Look through the listing below for the word "converts" and copy every line where it occurs.
-- Material for the task follows --
PR #457, opened 2019-03-27
Update to windows service names

directionless:
In https://github.com/kolide/launcher/pull/442 I updated the logic to strip out some characters. But, that’s in the wrong place. It needs to remove them from both the inferred `defaultName`, but also from a specified `ServiceName`. At least, probably… We might argue that if one specifies a bad service name, we shouldn’t correct it and instead through an error. However, correcting it here, allows the identifier to be set consistently across all platforms and modified in the narrow place it’s needed.

### DIFF
--- a/pkg/packagekit/wix/service.go
+++ b/pkg/packagekit/wix/service.go
@@ -110,10 +110,10 @@ type ServiceOpt func(*Service)
 
 func ServiceName(name string) ServiceOpt {
 	return func(s *Service) {
-		s.serviceControl.Id = name
-		s.serviceControl.Name = name
-		s.serviceInstall.Id = name
-		s.serviceInstall.Name = name
+		s.serviceControl.Id = cleanServiceName(name)
+		s.serviceControl.Name = cleanServiceName(name)
+		s.serviceInstall.Id = cleanServiceName(name)
+		s.serviceInstall.Name = cleanServiceName(name)
 	}
 }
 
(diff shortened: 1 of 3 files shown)


pkg/packagekit/wix/service.go
```diff
@@ -241,3 +230,18 @@ func (s *Service) Xml(w io.Writer) error {
 	return nil
 
 }
+
+// cleanServiceName removes characters windows doesn't like in
+// services names, and converts everything to snake case.
```
blaedj: > `converts everything to snake case`
Doesn't this conflict with the returned `defaultName`, which is the return value of `snaker.SnakeToCamel()`? seems like this returns camelCase strings

pkg/packagekit/wix/service.go
```diff
@@ -241,3 +230,18 @@ func (s *Service) Xml(w io.Writer) error {
...
+func cleanServiceName(in string) string {
+	r := strings.NewReplacer(
+		"-", "_",
+		" ", "_",
+		".", "_",
+	)
+
+	snakeName := r.Replace(strings.TrimSuffix(in, ".exe") + "_svc")
+	defaultName := snaker.SnakeToCamel(snakeName)
```
groob: you can `return snaker.SnakeToCamel` and avoid the extra variable assignment.

pkg/packagekit/wix/service.go
directionless: Fixed comment.

pkg/packagekit/wix/service.go
directionless: Yeah... I probably didn't for some now removed debugging. Simplified, thanks!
-- Material for the task concluded --
**Answer space**
+// services names, and converts everything to snake case.
blaedj: > `converts everything to snake case`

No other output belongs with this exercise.